» YOUR TASK:
Below are some records. Print exactly the lines between the one holding "Sample is 9.17M" and the one holding "then longest-prefix match | no I/O |", inclusive, and nothing else.

» EXERCISE INPUTS:
PR #390, opened 2026-09-05
⚡ batch the CIDR lookup into one read instead of one per prefix length

mathieuHa:
Targets `271-feature-support-decision-scope` rather than `main`, so it stacks on #368 rather than duplicating it.

Follows @mathieuHa's suggestion of batching the range lookup. Your `CIDRLookupKeys` + `cidrprefixlens` design already does the hard part — only probing prefix lengths that actually have a decision. This changes what it costs to probe them.

## The problem

```go
for _, key := range ip.CIDRLookupKeys(ipStr, parsePrefixLens(prefixLens)) {
    value, getErr := c.cache.get(cidrPrefix + key)
    if getErr == nil { return value, nil }
}
```

A hit short-circuits, but a **miss walks every candidate** — and a miss is the common case on the request path, since most requests are in no range at all. So the worst path is the hot path, and it grows every time a blocklist introduces a new prefix length.

## The change

The candidate keys are all known up front, so they go in one `MGet`. `CIDRLookupKeys` already returns them most-specific-first, so the first non-empty value is still the match; the result is unchanged.

| | reads per request |
| --- | --- |
| before | 1 + N |
| after | **2, independent of N** |

The remaining two are the `cidrprefixlens` read and the batched candidate read.

## Verified on a real redis

Against the redis in my cluster, counting server-side commands across 4 `GetCIDR` calls:

```
cmdstat_mget: calls +4        (exactly one per lookup, usec_per_call=22)
cmdstat_get:  +7              (the prefixlens read per lookup, plus 3 SetCIDR)
```

and the semantics hold, including most-specific-wins:

```
10.1.2.3     -> "c"    (the /16 captcha, not the /8 ban)
10.9.9.9     -> "t"
192.168.5.7  -> "t"
11.0.0.1     -> miss
```

## What is in it

- `mget` on `cacheInterface`, implemented with `MGet` on redis and by looping on the local cache, so the in-memory path is unchanged.
- `Test_GetCIDR_Reads` now asserts the batched cost, with a new case at **eight** prefix lengths to pin that it does not scale with N. That test previously asserted `wantReads: 4` for three prefix lengths — it is the thing being fixed, so updating it is the point rather than a workaround.

Green on `gofmt`, `go vet`, `go test ./...`, `golangci-lint` (pinned toolchain) and **`yaegi test`** on both the root and `pkg/cache` packages.

## Dependencies, and they are real

1. **maxlerebourg/simpleredis!8** for `MGet`. `go.mod` currently points at a pseudo-version of that branch (`v1.0.13-0.20260904085131-f8801cc098d2`) so this could be tested; **retarget to a release tag before merging.**
2. **#382**, the pointer-held readers. The pooled client holds a `sync.Mutex`, so `[]simpleredis.SimpleRedis` copies a lock. That change is carried here.

If you would rather not couple #368 to those, this can wait until both land — the `mget` hunk itself is about 25 lines.

## What I deliberately left out

@mathieuHa raised memoizing the prefix-length set in memory, which would take this to a single read. I would keep that separate: it needs the set refreshed from the stream tick rather than read per request, and it has to stay correct when a new prefix length appears mid-cycle. `SetCIDR` publishing the length before the decision is what makes that safe, but it is state worth adding on its own merits rather than smuggling in here.

Two other notes on the original idea, for the record:

- **`HGETALL` would be a regression.** Bucketed by prefix length, `cidr:24` could hold thousands of networks and you would transfer the whole bucket per request. `HGET cidr:24 <network>` is fine but costs the same N round trips as today.
- **Key patterns (`10.*`) would need `KEYS` or `SCAN`.** `KEYS` is O(keyspace) and blocks the server, which is dangerous at 24k keys; `SCAN` is cursor-based and multi-round-trip. Computing the exact candidate keys, which `CIDRLookupKeys` already does, is strictly better and `simpleredis` supports neither.

### DIFF
--- a/go.mod
+++ b/go.mod
@@ -4,5 +4,5 @@ go 1.22.12
 
 require (
 	github.com/leprosus/golang-ttl-map v1.1.7
-	github.com/maxlerebourg/simpleredis v1.0.12
+	github.com/maxlerebourg/simpleredis v1.0.13-0.20260904085131-f8801cc098d2
 )
--- a/go.sum
+++ b/go.sum
@@ -1,4 +1,4 @@
 github.com/leprosus/golang-ttl-map v1.1.7 h1:cF4AAFDDnJTFSV+/42sKLhmMluvLdRlCGS2UaifH6UM=
 github.com/leprosus/golang-ttl-map v1.1.7/go.mod h1:4QWHJPeVBbrkhOhXdhCv9IEiyj/YzkO04/iexy4vSe0=
-github.com/maxlerebourg/simpleredis v1.0.12 h1:VsJpk2l8U9QqxOWbYnEXbrs7iSNZFm2fNmFvlxYlQNk=
-github.com/maxlerebourg/simpleredis v1.0.12/go.mod h1:lT4LX02SOsE9PxUcSrz1QW5ZnO86gPbaiYBxmtcXEls=
+github.com/maxlerebourg/simpleredis v1.0.13-0.20260904085131-f8801cc098d2 h1:fSYQSdirObi0BVp+0BS8QTuY4SmHwpm588jz6bzsF20=
+github.com/maxlerebourg/simpleredis v1.0.13-0.20260904085131-f8801cc098d2/go.mod h1:lT4LX02SOsE9PxUcSrz1QW5ZnO86gPbaiYBxmtcXEls=
--- a/pkg/cache/cache.go
+++ b/pkg/cache/cache.go
@@ -60,6 +60,17 @@ func (localCache) set(key, value string, duration int64) {
 	cache.Set(key, value, duration)
 }
 
+func (lc localCache) mget(keys []string) ([]string, error) {
+	values := make([]string, len(keys))
+	for i, key := range keys {
+		value, err := lc.get(key)
+		if err == nil {
+			values[i] = value
+		}
+	}
+	return values, nil
+}
+
 func (localCache) delete(key string) {
 	cache.Del(key)
 }
@@ -67,7 +78,7 @@ func (localCache) delete(key string) {
 type redisCache struct {
 	log     *slog.Logger
 	writer  simpleredis.SimpleRedis
-	readers []simpleredis.SimpleRedis
+	readers []*simpleredis.SimpleRedis
 	counter atomic.Uint64
 }
 
@@ -77,7 +88,7 @@ func (rc *redisCache) nextReader() *simpleredis.SimpleRedis {
 		return &rc.writer
 	}
 	idx := rc.counter.Add(1) % uint64(n)
-	return &rc.readers[idx]
+	return rc.readers[idx]
 }
 
 func (rc *redisCache) get(key string) (string, error) {
@@ -99,6 +110,27 @@ func (rc *redisCache) get(key string) (string, error) {
 	return "", errors.New(CacheMiss)
 }
 
+func (rc *redisCache) mget(keys []string) ([]string, error) {
+	raw, err := rc.nextReader().MGet(keys)
+	if err != nil {
+		switch err.Error() {
+		case simpleredis.RedisMiss:
+			return make([]string, len(keys)), nil
+		case simpleredis.RedisUnreachable:
+			return nil, errors.New(CacheUnreachable)
+		default:
+			return nil, err
+		}
+	}
+	values := make([]string, len(keys))
+	for i := range raw {
+		if i < len(values) {
+			values[i] = string(raw[i])
+		}
+	}
+	return values, nil
+}
+
 func (rc *redisCache) set(key, value string, duration int64) {
 	if err := rc.writer.Set(key, []byte(value), duration); err != nil {
 		rc.log.Error("cache:setDecisionRedisCache" + err.Error())
@@ -114,6 +146,7 @@ func (rc *redisCache) delete(key string) {
 type cacheInterface interface {
 	set(key, value string, duration int64)
 	get(key string) (string, error)
+	mget(keys []string) ([]string, error)
 	delete(key string)
 }
 
@@ -130,7 +163,7 @@ func (c *Client) New(log *slog.Logger, isRedis bool, writeHost string, readHosts
 		rc := &redisCache{log: log}
 		rc.writer.Init(writeHost, pass, database)
 		for _, h := range readHosts {
-			var r simpleredis.SimpleRedis
+			r := &simpleredis.SimpleRedis{}
 			r.Init(h, pass, database)
 			rc.readers = append(rc.readers, r)
 		}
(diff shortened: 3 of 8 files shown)


mathieuHa:
Ran this on a live cluster rather than only in tests. Traefik 3.7.10 with the branch loaded via `localPlugins`, ~50 rps of real HTTPS traffic through the bouncer, redis primary on the same node as traefik plus one replica a hop away, 60s per sample.

## Round trips are flat in N

Range decisions added through `cscli`, all outside the client subnet so every lookup is a **miss** — the common case and, before this change, the expensive one.

| prefix lengths | GET/req | MGET/req | MGET server time | traefik mean |
| --- | --- | --- | --- | --- |
| 0 | 2.00 | **0.00** | – | 12.70 ms |
| 1 (`/24`) | 2.00 | **1.00** | 2.8 µs | 16.70 ms |
| 3 (`/8 /16 /24`) | 2.00 | **1.00** | 3.5 µs | 16.58 ms |
| 7 (`/8 /12 /16 /20 /24 /28 /32`) | 2.00 | **1.00** | 6.7 µs | 19.87 ms |

Three round trips total regardless of N: the IP lookup, the `cidrprefixlens` read, and one batched `MGET`. On `271-feature-support-decision-scope` this is `2 + N`, so at seven prefix lengths that is **9 round trips instead of 3**.

The numbers hang together: the first `MGET` added ~4 ms of request latency, matching the ~5 ms per redis operation this deployment measures. Going from 1 to 7 keys added ~3 ms in total, where one round trip per length would have added roughly 30 ms.

## Matching still works

With a range covering one load generator pod's `/24`, holding everything else constant:

```
pod inside the banned /24   ->  20 403
pod outside it              ->  20 200
```

## Worth knowing: `cidrprefixlens` never shrinks

My first "zero ranges" sample came back with **1 MGET per request**. The cause was a leftover `cidrprefixlens` holding `8,16,24` from an earlier throwaway test, with a TTL of **315,329,106 seconds — ten years**.

`DeleteCIDR` drops the `cidr:` key but never removes the prefix length. The comment in #368 says that is deliberate, and I agree with the direction — dropping a length too early leaves decisions unmatched, which is the worse failure. Two consequences worth stating anyway:

- Once a prefix length is ever seen, every request probes it **forever**. There is no way to reclaim it short of deleting the key by hand, which I had to do twice while running this.
- **This change makes that trade much cheaper.** A stale length now costs one extra key inside an existing batch (microseconds) instead of one extra round trip (milliseconds). So it argues for this PR rather than against it — but operators with churn in their range sources should know the probe set only grows.

I would not change the behaviour here. Shrinking it safely needs the same care as memoizing the set, which I deliberately left out of this PR.

## Caveats

One deployment, one redis topology, and the absolute latencies are specific to it — the ~5 ms per operation is inter-node on Oracle ARM instances, so a same-node redis would show much smaller deltas. What should generalise is the shape: **round trips constant in N instead of linear**.

mathieuHa:
Some live numbers from running this branch in production for 3.8 days, in case they are useful.

**Setup.** Traefik 3.7 on a 7-node k3s cluster, plugin in `stream` mode with the redis cache
enabled and a read replica (`redisCacheReadHosts`), sustained ~50 rps of real traffic through
the middleware. Redis 8, primary and replica as separate pods.

**Round trips are flat.** Measured on the replica, which serves the reads:

```
cmdstat_get:calls=19348681,usec_per_call=3.60
cmdstat_mget:calls=9168319,usec_per_call=5.69
```

Live rate under the same load: `100.53 get/s` and `50.27 mget/s` against 50 rps, i.e. exactly
**2 GET + 1 MGET per request**. That ratio held regardless of how many distinct prefix lengths
were present in the decision set — which is the point of the change: the lookup went from
`1 + N` round trips to a constant 3.

**Cost per operation.** MGET is 5.69 µs against GET's 3.60 µs, so batching N prefix lookups
into one MGET costs ~58% more than a single GET while replacing N of them. Break-even is
under two prefix lengths; everything beyond that is a straight win.

**Write path dominates.** On the primary, `SET` is 57.85 µs/call versus 6.51 µs replaying on
the replica. Reads are cheap; the stream refresh is where the time goes.

**Read/write split.** 29.80M commands served by the replica against 1.58M on the primary, so
~95% of the load leaves the primary free for stream writes.

Sample is 9.17M MGETs and 19.35M GETs, so the ratio is not an artefact of a short run.

mathieuHa:
How the other CrowdSec bouncers match Range decisions, read from their source, for comparison with what this branch does.

| Bouncer | Decisions stored in | How a range is matched | Cost of a lookup that finds nothing |
| --- | --- | --- | --- |
| [lua-cs-bouncer](https://github.com/crowdsecurity/lua-cs-bouncer/blob/HEAD/lib/crowdsec.lua) (nginx, openresty) | nginx shared dict | IPs are stored as /32; every netmask of the family is probed, most specific first | 33 (IPv4) or 129 (IPv6) shared-dict reads |
| [caddy-crowdsec-bouncer](https://github.com/hslatman/caddy-crowdsec-bouncer/blob/HEAD/internal/core/store.go) | BART table in memory (`gaissmai/bart` via `hslatman/ipstore`) | longest-prefix match | no I/O |
| [cs-haproxy-spoa-bouncer](https://github.com/crowdsecurity/cs-haproxy-spoa-bouncer/tree/HEAD/pkg/dataset) | `sync.Map` for IPs, BART table behind an atomic pointer for ranges | exact IP first, then longest-prefix match | no I/O |
| [php-remediation-engine](https://github.com/crowdsecurity/php-remediation-engine/blob/HEAD/src/CacheStorage/AbstractCache.php) (redis, memcached, files) | shared cache | IPv4 only; each range is copied into every 256-address bucket it covers, so a /8 costs 65,536 writes | 1 bucket read, then a linear scan |
| [cs-cloudflare-worker-bouncer](https://github.com/crowdsecurity/cs-cloudflare-worker-bouncer/blob/HEAD/pkg/cloudflare/worker/worker.js) | Cloudflare KV | all ranges in one `IP_RANGES` JSON value, scanned linearly; the first match wins, not the most specific | 1 read, then a scan of every range |
| this branch | redis or local cache | candidate keys for the prefix lengths in use, most specific first, in one `MGET` | 1 `GET` + 1 `MGET` after the IP lookup, whatever the number of prefix lengths |

The Go bouncers keep everything in process memory, which does not fit a cache shared by several Traefik instances. The PHP engine is the only one with the same constraint, and it pays for its single read with write amplification and no IPv6 support.

The simplest design on paper is lua-cs-bouncer's: probe every length in one `MGET` and drop `cidrprefixlens` entirely. Measured under Yaegi on this branch, local cache, lookup that finds nothing:

| Lookup | µs per lookup |
| --- | --- |
| `GetCIDR` on this branch, IPv4, 7 prefix lengths | 136 |
| every IPv4 length (33 keys) | 294 |
| every IPv6 length (129 keys) | 1126 |

In the interpreter, building a key costs about 4 µs, which LuaJIT does not pay. The prefix-length set pays for itself here.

» RESPONSE AREA:
Sample is 9.17M MGETs and 19.35M GETs, so the ratio is not an artefact of a short run.

mathieuHa:
How the other CrowdSec bouncers match Range decisions, read from their source, for comparison with what this branch does.

| Bouncer | Decisions stored in | How a range is matched | Cost of a lookup that finds nothing |
| --- | --- | --- | --- |
| [lua-cs-bouncer](https://github.com/crowdsecurity/lua-cs-bouncer/blob/HEAD/lib/crowdsec.lua) (nginx, openresty) | nginx shared dict | IPs are stored as /32; every netmask of the family is probed, most specific first | 33 (IPv4) or 129 (IPv6) shared-dict reads |
| [caddy-crowdsec-bouncer](https://github.com/hslatman/caddy-crowdsec-bouncer/blob/HEAD/internal/core/store.go) | BART table in memory (`gaissmai/bart` via `hslatman/ipstore`) | longest-prefix match | no I/O |
| [cs-haproxy-spoa-bouncer](https://github.com/crowdsecurity/cs-haproxy-spoa-bouncer/tree/HEAD/pkg/dataset) | `sync.Map` for IPs, BART table behind an atomic pointer for ranges | exact IP first, then longest-prefix match | no I/O |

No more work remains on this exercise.